Despite differences in the clinical spectrum, outcome data of the patients with this syndrome is promising in the developed world. Most patients diagnosed with this syndrome recover quickly if appropriate therapy is instituted early in the course of illness. Patients should ideally be managed in high dependency unit or intensive care unit for close monitoring, particularly if there is cardiovascular involvement. Patient may require inotropic support. The early recognition is going to help preventing the management of these patients with aggressive fluid resuscitation that can push the starling curve to a fulminant heart failure. In cases of severe cardiovascular dysfunction, ECMO therapy may be needed as a bridge to recovery if such methods are available. Immunomodulator therapy, particularly IV Immunoglobulin (IVIg) can be used as a first line treatment due to hyperinflammatory state and similarity in presentation to Kawasaki disease. The possibility of decreasing coronary involvement with this therapy is yet to be determined. This syndrome seems to have a higher number of patients with refractory IVIg response, often requiring a second dose. Regular dose or pulse methyl prednisolone can be added as second line therapy in the severe cases or in cases where inflammation persists despite IVIg. Few centers have reported successful use of IL-1 receptor antagonist (Anakinra) and TNF-ɑ antagonist (Infliximab) in the severe cases. Other therapies like IL-6 antagonist (Tocilizumab) can be used in severe illness which continues to worsen despite IVIg, steroid and anakinra. Another important consideration in this syndrome is hypercoagulability. Aspirin is typically used for coronary aneurysm and it should be considered in patients that meet Kawasaki syndrome phenotype. If there is thrombocytopenia, aspirin treatment should be avoided. In patients with severe ventricular dysfunction, treatment with heparin should be started as soon as possible. For other patients, prophylactic dosing of low molecular heparin is recommended due to elevated risk of thromboembolic event.

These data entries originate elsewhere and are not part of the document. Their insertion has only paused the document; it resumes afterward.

PR #2764, opened 2019-11-21
IDSEQ-1795 - Synchronize auth0 cookies in the homepage

davidrissato:
# Description

Forces an auth0 user logout in the home page when users click login button

# Tests

* Manual tests using both strategies

### DIFF
--- a/app/assets/src/components/views/Landing.jsx
+++ b/app/assets/src/components/views/Landing.jsx
@@ -19,7 +19,6 @@ import DiscoverIcon from "../ui/icons/DiscoverIcon";
 import DetectIcon from "../ui/icons/DetectIcon";
 import DecipherIcon from "../ui/icons/DecipherIcon";
 import LogoIcon from "../ui/icons/LogoIcon";
-import { postToUrlWithCSRF } from "~utils/links";
 
 class Landing extends React.Component {
   constructor(props) {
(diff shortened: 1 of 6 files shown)


app/controllers/auth0_controller.rb
```diff
@@ -20,6 +20,10 @@ def refresh_token
     render :refresh_token, layout: false
   end
 
+  def login
+    redirect_to auth0_signout_url(url_for(action: :refresh_token, only_path: false, params: { mode: "login" }))
```
jshoe: nit: line 24 is a little hard to read. Might be cleaner on two lines?

app/assets/src/components/views/Landing.jsx
```diff
@@ -78,7 +78,7 @@ class Landing extends React.Component {
   render() {
     const signInLink = () => {
       if (this.props.signInStrategy == "AUTH0") {
-        postToUrlWithCSRF("/auth/auth0");
+        location.href = "/auth0/login";
```
jshoe: nice this will be much easier to use

app/controllers/auth0_controller.rb
jshoe: Also maybe a comment on the mode 'login'? It seems unintuitive at first that the login action appears to go to `auth0_signout_url`

davidrissato: I just figured out a better approach to this problem. I don't need to invoke the sign_out URL anymore, I need to send a parameter `prompt=login` AND `connection=...` to the authorization endpoint.
It is worth pointing out that I had tried to send `prompt=login` before without any success, but it seems that `prompt=login` only works as expected if you send the connection name as well.
I'm making changes to this PR now.

PR #2765, opened 2019-11-21
Migrate cleanup functions to the new report service

j-x-han:
# Description

Migrate the [cleanup functions](https://github.com/chanzuckerberg/idseq-web/blob/master/app/lib/report_helper.rb#L507) from the old ReportHelper to use in the new report service.
1) `validate_names`  fills in names for species/genera that are either blacklisted or missing names for various reasons
2) `cleanup_missing_genus_counts` creates a fake genus if a species is lacking one

# Notes

It's unclear if `cleanup_missing_genus_counts` is necessary to migrate over; some more investigation will be necessary to determine if/when a species is missing a genus, and if that can be resolved on the database side.

Logging has been added to `validate_names` to see how frequently each case of a missing name occurs.

# Tests

* Verified that species/genus names are no longer empty in the report.

### DIFF
--- a/app/helpers/reports_helper.rb
+++ b/app/helpers/reports_helper.rb
@@ -33,15 +33,15 @@ module ReportsHelper
               parent_name = "taxon #{parent_tax_id}"
             end
             tax_info[:name] = "non-#{level_str}-specific reads in #{parent_level} #{parent_name}"
-            Rails.logger.debug("Pipeline run #{pipeline_run_id} contains non-#{level_str}-specific reads in #{parent_level} #{parent_name}")
+            Rails.logger.info("Pipeline run #{pipeline_run_id} contains non-#{level_str}-specific reads in #{parent_level} #{parent_name}")
 
           elsif tax_id == TaxonLineage::BLACKLIST_GENUS_ID
             tax_info[:name] = "all artificial constructs"
-            Rails.logger.debug("Blacklisted genus id appeared in report for pipeline run #{pipeline_run_id}.")
+            Rails.logger.info("Blacklisted genus id appeared in report for pipeline run #{pipeline_run_id}.")
 
           elsif !(TaxonLineage::MISSING_LINEAGE_ID.values.include? tax_id) && tax_id != TaxonLineage::MISSING_SPECIES_ID_ALT
             tax_info[:name] += " #{tax_id}"
-            Rails.logger.debug("Pipeline run #{pipeline_run_id} missing lineage for #{tax_id}.")
+            Rails.logger.info("Pipeline run #{pipeline_run_id} missing lineage for #{tax_id}.")
           end
 
         elsif !tax_info[:name]
--- a/app/helpers/reports_helper.rb
+++ b/app/helpers/reports_helper.rb
@@ -4,7 +4,7 @@ module ReportsHelper
   # the fake genus IDs start here:
   FAKE_GENUS_BASE = -1_900_000_000
 
-  def self.validate_names!(counts, lineage_by_tax_id)
+  def self.validate_names(counts, lineage_by_tax_id, pipeline_run_id)
     # This makes up suitable names for missing and blacklisted genera and species. Such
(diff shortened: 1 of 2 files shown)


app/helpers/reports_helper.rb
```diff
@@ -1,2 +1,109 @@
...
+        level_str = TaxonLineage.level_name(tax_level)
+
+        if tax_id < 0
+          # Usually -1 means accession number did not resolve to species.
+          # TODO: Can we keep the accession numbers to show in these cases?
+          # NOTE: important to be lowercase for sorting below uppercase valid genuses
+          tax_info[:name] = "all taxa with neither family nor genus classification"
+
+          if tax_id < TaxonLineage::INVALID_CALL_BASE_ID
+            parent_str = tax_level == TaxonCount::TAX_LEVEL_SPECIES ? genus_str : family_str
```
tfrcarvalho: This is a level right? If so, should call it parent_level.

app/services/pipeline_report_service.rb
```diff
@@ -103,14 +112,27 @@ def generate
     ]
 
     tax_ids = counts_by_tax_level[TaxonCount::TAX_LEVEL_GENUS].keys
+    # If a species has an undefined genus (id < 0), the TaxonLineage id is based off the
+    # species id rather than genus id, so select those species ids as well.
+    species_with_missing_genus = []
```
tfrcarvalho: Did you notice the impact of this?

tfrcarvalho: Let's add another todo here to clear this up once we clean up the data.

app/helpers/reports_helper.rb
```diff
@@ -1,2 +1,109 @@
...
+            parent_tax_id = tax_level == TaxonCount::TAX_LEVEL_SPECIES ? tax_info[genus_tax_id] : convert_neg_taxid(tax_id)
+            parent_name = fetch_parent_name(tax_level, tax_id, tax_info, lineage_by_tax_id)
+            # If no parent (genus/family) name was found, then use the parent id as the name.
+            unless parent_name
+              missing_parents[parent_tax_id] = tax_id
+              parent_name = "taxon #{parent_tax_id}"
+            end
+            tax_info[:name] = "non-#{level_str}-specific reads in #{parent_str} #{parent_name}"
+            MetricUtil.log_analytics_event("non-#{level_str}-specific reads in #{parent_str} #{parent_name}", nil)
```
tfrcarvalho: As I think about lets just move Metric to logs. Metrics need to follow a particular naming structure. 
Can we also complement all logs with pipeline_run_id? Just so we can find it later.

app/services/pipeline_report_service.rb
j-x-han: This definitely slows things down. I eyeballed the times for the `fetch_taxon_lineage` for a sample, and it goes from roughly 0.4 to 0.6.

app/helpers/reports_helper.rb
```diff
@@ -25,36 +24,35 @@ def self.validate_names!(counts, lineage_by_tax_id)
...
             parent_name = fetch_parent_name(tax_level, tax_id, tax_info, lineage_by_tax_id)
             # If no parent (genus/family) name was found, then use the parent id as the name.
             unless parent_name
               missing_parents[parent_tax_id] = tax_id
               parent_name = "taxon #{parent_tax_id}"
             end
-            tax_info[:name] = "non-#{level_str}-specific reads in #{parent_str} #{parent_name}"
-            MetricUtil.log_analytics_event("non-#{level_str}-specific reads in #{parent_str} #{parent_name}", nil)
+            tax_info[:name] = "non-#{level_str}-specific reads in #{parent_level} #{parent_name}"
+            Rails.logger.debug("Pipeline run #{pipeline_run_id} contains non-#{level_str}-specific reads in #{parent_level} #{parent_name}")
```
tfrcarvalho: Lets change this to `warn`.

Multisystem Inflammatory Syndrome in Children (MIS-C) is a new syndrome in the evolving spectrum of COVID-19 pediatric illness that is typically experienced later during the course. It is a rare but serious condition requiring hospital admission and fine management. As there are increasing cases of COVID-19 in India, pediatrician should be acutely aware of this new clinical syndrome related to SARS-CoV-2 infection that overlaps with signs and symptoms of Kawasaki disease. Clinicians should operate with an increased index of suspicion and follow the case definition proposed by WHO and CDC to identify this syndrome early in the course of illness. Prompt identification with employment of appropriate therapies is the key to favorable outcomes.